「哎呦,這啤酒就是這樣不好,一喝多了就想上廁所。」沈醉摸著肚子,從走廊里拐了出來。

「哈哈,才這點酒你就撐不住,去了島城很難打開局面啊!真是可惜了你這好名字了!」耿朝忠大笑。

「得練,得練。」沈醉尷尬一笑。

「走吧,時間也差不多了!」耿朝忠看了看手錶。

「好。」沈醉提起了公文包,走向吧檯,看樣子是要結帳。

「已經結了,今天算是你的送行酒。」耿朝忠笑道。

「那就多謝六哥了!」

沈醉停下來,兩人挽著胳膊出了門。

「叫輛黃包車吧,喝多了走不動。」耿朝忠打量著街道。

「好。」沈醉點頭,他知道耿朝忠是在照顧自己。

兩人各叫了輛黃包車,回處里交差,不過耿朝忠打了個逛,很快就走出了雞鵝巷。

朱木運!

路燈下,耿朝忠的臉色有點陰沉。

沈醉怎麼會有朱胖子的照片?

難道他在牢里犯什麼事兒了?還是已經出獄,被沈醉盯上了?

算算時間,朱胖子在老虎橋已經關了快兩年時間,不過距離刑滿釋放還差的遠,按道理,不該有任何人關注他的身份啊?

處座在試探自己?

不會!

耿朝忠很快排除了這個可能,如果處座知道了朱木運的身份,那還有什麼試探的必要?恐怕早就把自己關進小黑屋了!

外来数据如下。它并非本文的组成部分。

PR #713, opened 2019-02-15
Kalman filter log-likelihood

### LINKED ISSUE #433: Kalman filter log-likelihood (ignore for now, just writing down ideas)
For an electrochemistry project I would like to try a kalman filter to estimate a model parameter that varies over time. I would like to incorporate this into pints by writing a log-likelihood class that uses a kalman filter to calculate the marginal likelihood of the other non-varying parameters by using a kalman filter on the varying parameters 

The idea is (I think) that you would have a model defined at time points k =1..N, by the state update eq:

x_{k+1}  =  A_k * x_k + w_k

where x_k is the vector of varying parameters (i.e. states), A_k is a matrix defining how the states evolve over time, and w_k are samples from a multivariate normal distribution. basemodel_k is a normal pints model that is wrapped by this likelihood

you then have an observation process which "measures" your system:

z_k = H_k * x_k + v_k + basemodel_k(p)

Where H_k and basemodel_k(p) is given by the user

You can use a kalman filter to calculate the likelihood given a

MichaelClerx:
Fixes #433


ben18785:
@martinjrobins Interesting to compare this to AR1 model as think they're the same although estimation approach is different (you use the Kalman filter to compute the log-likelihood, I use another approach).

MichaelClerx:
Fixed the `git` mess I made here. Please delete local copy and re-check out before continuing work on this

ben18785:
@martinjrobins this is an oldie but a goodie. Think we might as well try and include it, so long as we have some tests written...

Issue #424, opened 2018-07-31
Add rejection nested sampling example notebook


ben18785:
See #107

MichaelClerx:
Using multinest eggbox toy pdf

MichaelClerx:
@ben18785 is this still something we want? We have a simple egg box too, but I suppose it'd be good to have the multinest one as well?

ben18785:
This was done ages ago, I think. Will be handled in #503 and so am closing.

MichaelClerx:
We usually wait with closing until things have been merged into master, but alright :-)

Issue #503, opened 2018-09-10
Refactor nested sampling algorithms to fit in ask/tell


ben18785:
They can fit into ask/tell as follows,

- Ask: propose a new point using the active set (and/or its segmentation, for example, the ellipses). At current, the ways we have for doing this are a) sampling from the prior (rejection sampling) b) sampling from a surrounding ellipse (elliptic sampling) c) sampling from a series of ellipses (multinest) d) Galilean Monte Carlo velocity process.
- Tell: accept the point if it has a likelihood above the current threshold.

Once convergence in the evidence is reached (this can, however, be controlled by the user on the fly), generate posterior samples. This will mean that we store all the ghost particles and their weights.

This framework will greatly simplify the existing code and make it far simpler to extend it.

MichaelClerx:
See also  #568

PR #714, opened 2019-02-15
 rejection nested notebook

MichaelClerx:
#424


MichaelClerx:
This is being handled in #503 instead

PR #355, opened 2023-08-11
default Model.onnx_model to target onnx.model.tar.gz

bfineran:
currently, sparsezoo does not have great support for onnx models saved with external data out of the box. especially for user friendly and deepsparse compatible flows such as `Model.onnx_model.path`.

Better support will be added in a future backend update - to fix this now, this PR updates the default target for `Model.onnx_model` to be the `model.onnx.tar.gz` where possible.  A helper class is added to enforce that when a user tries to access the onnx model path, the compressed model is downloaded and unzipped and the reference to the model path points only to the extracted `model.onnx` file where applicable

**note - any users who have already tried to download models with external data will need to clear them from cache**

**test_plan:**
Manually verified with both an external model and a legacy model (see below) - would be good to add these as unit tests, however the download times for the external models can take a while as they are >2Gb. Existing functionality should be thoroughly covered in sparsezoo, deepsparse, and sparseml testing

```python
from sparsezoo import Model
import onnx

large_model_zoo = Model("zoo:nlg/text_generation/opt-1.3b/pytorch/huggingface/opt_pretrain/quantW8A8-none")
small_model_zoo = Model("zoo:cv/classification/vgg-19/pytorch/sparseml/imagenet/pruned-moderate")

large_model_onnx = onnx.load(large_model_zoo.onnx_model.path)
small_model_onnx = onnx.load(small_model_zoo.onnx_model.path)
```

### DIFF
--- a/src/sparsezoo/model/model.py
+++ b/src/sparsezoo/model/model.py
@@ -34,6 +34,7 @@ from sparsezoo.objects import (
     Directory,
     File,
     NumpyDirectory,
+    OnnxGz,
     SelectDirectory,
     is_directory,
 )
@@ -156,7 +157,14 @@ class Model(Directory):
             stub_params=self.stub_params,
         )
 
-        self.onnx_model: File = self._file_from_files(files, display_name="model.onnx")
+        self._onnx_gz: Directory = self._directory_from_files(
+            files, directory_class=OnnxGz, display_name="model.onnx.tar.gz"
+        )
+        self.onnx_model: File = (
+            self._file_from_files(files, display_name="model.onnx.")
+            if self._onnx_gz is None
+            else self._onnx_gz  # if onnx.model.tar.gz present defer to that file
+        )
 
         self.analysis: File = self._file_from_files(files, display_name="analysis.yaml")
         self.benchmarks: File = self._file_from_files(
--- a/src/sparsezoo/model/model.py
+++ b/src/sparsezoo/model/model.py
@@ -161,7 +161,7 @@ class Model(Directory):
             files, directory_class=OnnxGz, display_name="model.onnx.tar.gz"
         )
         self.onnx_model: File = (
-            self._file_from_files(files, display_name="model.onnx.")
+            self._file_from_files(files, display_name="model.onnx")
             if self._onnx_gz is None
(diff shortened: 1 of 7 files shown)


rahul-tuli (approved):

src/sparsezoo/objects/directories.py
```diff
@@ -280,16 +280,17 @@ class OnnxGz(Directory):
     """
     Special class to handle onnx.model.tar.gz files.
     Desired behavior is that all information about files included in the tarball are
-    available however, when the file.path is accessed, it will point only to the
-    `model.onnx` as this is the expected behavior for loading, additionally,
+    available however, when the file's `path` property is accessed, it will point only
```
bfineran, line 283: annoying, but apostrophes `'` are not well supported by Sphinx, they tend to parse these as unclosed strings

src/sparsezoo/model/model.py
```diff
@@ -156,7 +157,14 @@ def __init__(self, source: str, download_path: Optional[str] = None):
             stub_params=self.stub_params,
         )
 
-        self.onnx_model: File = self._file_from_files(files, display_name="model.onnx")
+        self._onnx_gz: Directory = self._directory_from_files(
+            files, directory_class=OnnxGz, display_name="model.onnx.tar.gz"
+        )
+        self.onnx_model: File = (
+            self._file_from_files(files, display_name="model.onnx.")
```
Satrat, line 164: should this be "model.onnx" instead of "model.onnx." ?

bfineran: good catch

bfineran, line 164:
```suggestion
            self._file_from_files(files, display_name="model.onnx")
```

src/sparsezoo/objects/directories.py
```diff
@@ -269,3 +274,23 @@ def available(self):
     @available.setter
     def available(self, value):
         self._available = value
+
+
+class OnnxGz(Directory):
+    """
+    Special class to handle onnx.model.tar.gz files.
+    Desired behavior is that all information about files included in the tarball are
+    available however, when the file's `path` property is accessed, it will point only
```
rahul-tuli, line 283:
```suggestion
    available however, when the `path` property is accessed, it will point only
```

PR #356, opened 2023-08-16
Remove dead code

tdg5:
I'm not sure if `sparsezoo.package` is provided so other libraries can import it, but if not, this code seems dead. Github search only yielded [one instance where I could see it was imported](https://github.com/neuralmagic/arm-competitive-benchmarking/blob/6d09a98ab60d81dfa9adff70d126726b2c1785cd/deepsparse/src/deepsparse/__init__.py#L40) and otherwise the other references seemed to be just `docs`

The backend API that I think `sparsezoo.package` uses is pretty defunct and I'd think this code isn't doing the right thing anyway.


jeanniefinks:
Product being deprecated by June 2, 2025. Closing PR and will not resolve.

看沈醉的調令和朱木運的相片放在一起,八成是處座命令沈醉去島城,順便調查相片中這個人的身份,也就是說,處座絕不知道朱胖子的真正身份,但有一點可以肯定,他對朱胖子的身份感興趣。

耿朝忠皺了皺眉頭,南京一定發生了一些自己不知道的事情,否則,已經消失長達兩年之久的朱胖子,怎麼會落入特務處的視線!

邁開腳步,耿朝忠很快回到了自己在南京的住處——這地方長時間不住,早就落了塵,耿朝忠拿起雞毛撣子抖了抖,清理了一下床鋪,和衣臥在了上面。

不過他沒呆多久,馬上就站起身來,快步走出了屋外。

要想知道南京最近發生了什麼事情,有一個人是必須要找的。

王有山!

他和朱胖子一樣,是契卡和紅黨雙料間諜,現在就在南京一家報社任職。

趁夜疾行,耿朝忠很快就來到了王有山的住處,秦淮河畔的一處民宅——隔了這麼久,不知道王有山是不是還住在這裡。

屋子裡燈火灼灼,現在八點多鐘,裡面的人顯然還沒有睡,耿朝忠站在門口側耳傾聽,沒聽出什麼對話聲,看來住客是獨居。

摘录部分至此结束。